Leveled my driveway with box blade and then smoothed out new gravel.
Cleaned up areas of debris using a landscape rake.
Dug post holes with 3 pt post hole digger.
Dug holes to bury pets with 3 pt pole hole digger.
Moved mounds of dirt and rock with bucket.
Moved firewood from where it was cut to the stacks.
Cleaned up limbs and debris from cutting up dead trees.
Moved 9' sections of tree trunks using pallet forks.
Moved pallets of feed and other items using the pallet forks.
Removed neighbors dead trees from my fence line using pallet forks.
Moved hay (both round and square) using the pallet fork hay spear.
Hauled hay trailer around pasture behind baler.
Moved my boat, livestock trailer, and utility trailer from one spot to another.
Pulled t-posts and wooden fence poles out of the ground using the FEL.
Cleaned up walnuts from the backyard (4 full bucket loads).
I could keep going, but you get the idea. Quite honestly, my LS XG3037 is the single most important tool on my farm.
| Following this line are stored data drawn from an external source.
PR #260, opened 2020-01-28
Wait for secret to be ready for AWSClient

jharrington22:
Once the osdManagedAdminSRE user is created we immediately attempt to create and then use a secret containing the IAM credentials to connect to AWS. This secret is not available immediately, we need to wait. 

The correct way to implement this would be with a watch, I'll create a card to come back and refactor this as a watch.

### DIFF
--- a/pkg/controller/account/account_controller.go
+++ b/pkg/controller/account/account_controller.go
@@ -20,6 +20,7 @@ import (
 	k8serr "k8s.io/apimachinery/pkg/api/errors"
 	metav1 "k8s.io/apimachinery/pkg/apis/meta/v1"
 	"k8s.io/apimachinery/pkg/runtime"
+	"k8s.io/apimachinery/pkg/types"
 	"sigs.k8s.io/controller-runtime/pkg/client"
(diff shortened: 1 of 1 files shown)


pkg/controller/account/account_controller.go
```diff
@@ -530,6 +531,22 @@ func (r *ReconcileAccount) Reconcile(request reconcile.Request) (reconcile.Resul
...
+		// Intermittently our secret wont be ready before the next call, lets ensure it exists
+		for i := 0; i < 10; i++ {
+			secret := &corev1.Secret{}
+			err := r.Client.Get(context.TODO(), types.NamespacedName{Name: SREIAMUserSecret, Namespace: request.Namespace}, secret)
+			if err != nil {
+				if k8serr.IsNotFound(err) {
+					reqLogger.Info("SREIAMUserSecret not ready, trying again")
+					time.Sleep(time.Duration(time.Duration(i*1) * time.Second))
+				} else {
+					reqLogger.Error(err, "unable to retrive SREIAMUserSecret secret")
```
dofinn: retrieve :)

It is a workhorse and I am extremely pleased with my Blue Mule!


----------



## DoubleR

alexsbuddy said:


> In answer to your question, Double R, I have used my XG3037 to do the following:
> 
> Mow pastures with mower.
> Leveled my driveway with box blade and then smoothed out new gravel.
> Cleaned up areas of debris using a landscape rake.
> Dug post holes with 3 pt post hole digger.
> Dug holes to bury pets with 3 pt pole hole digger.
> Moved mounds of dirt and rock with bucket.
> Moved firewood from where it was cut to the stacks.
> Cleaned up limbs and debris from cutting up dead trees.
> Moved 9' sections of tree trunks using pallet forks.
> Moved pallets of feed and other items using the pallet forks.
> Removed neighbors dead trees from my fence line using pallet forks.
> Moved hay (both round and square) using the pallet fork hay spear.
> Hauled hay trailer around pasture behind baler.
> Moved my boat, livestock trailer, and utility trailer from one spot to another.
> Pulled t-posts and wooden fence poles out of the ground using the FEL.
> Cleaned up walnuts from the backyard (4 full bucket loads).
> I could keep going, but you get the idea. Quite honestly, my LS XG3037 is the single most important tool on my farm. It is a workhorse and I am extremely pleased with my Blue Mule!


I do get the idea! lol 
It’s a lot of what we did with ours as well. 
Thanks for the info! Nice to know it’s doing well at what it’s built for.


----------



## dr clean

I am not happy with my LS4145xr,,,a lot of break downs, now this year it is overheating, and air went out for the 3rd time, after transmission break down at 50 hours. they a no starting problem at 97 hours and 140 hours, I wish I had never bought it.


----------



## pogobill

Sorry for your issues. Maybe it's time to trade it in, cut your losses and move on.


----------



## dr clean

its in the shop now,,,it is not the dealers fault, as he is trying to fix it...called another dealer and they have replaces 39 compressors this year their mechanic told me. they need to start making better stuff.


----------



## bmaverick

alexsbuddy said:


> A big thanks to Austin for adding LS to this forum. Hopefully this will bring some additional members to this group.


The site also needs TYM and the TYM+Yanmar made RK models too. 
TYM has teamed up with a few diesel manufactures too. Yanmar Diesel Engine / Deutz Diesel Engine / DOOSAN Diesel Engine
TYM is now in the USA here ...
TYM North America
4734 Potato House Ct.
Wilson, NC 27893

And recently, I noticed Bobcat has gotten into the compact tractor mix as well. Seems as if the 100Hp and down tractor market has stayed as a strong boom since early 2004 till now. It has not even let up. 

When Yanmar left the US for over a decade, those dealers actually were wooed in by LS tractors. It was a no brainier to see the switch happen so rapidly. By the time Yanmar realized they made a dumb knee jerk reaction to pull out just as the boom was starting, it was way too late to shake LS out of the dealer network. LS arrived just as the boom launched itself.


----------



## Aviatrz

alexsbuddy said:


> A big thanks to Austin for adding LS to this forum. Hopefully this will bring some additional members to this group. I bought my LS XG3037 in April 2016 after spending a great deal of time resesarching, test driving, and talking to other owners and couldn't be happier.


I also have an xg3037 which stopped running due to the smog equipment. This is ridiculous!


----------



## bmaverick

Aviatrz said:


> I also have an xg3037 which stopped running due to the smog equipment. This is ridiculous!


And that's one HUGE reason why I snagged a 1981 totally restored, better than new Yanmar from a UTDA dealer. 
It's a John Deere JD850 + powershift. 

All of this smog stuff is stopping people from using their machines when needed desperately.


----------



## pogobill

I think TYM bought Branson as well. 
I've been looking at getting these units added. I'll investigate further. Thanks for the bump Steve.


----------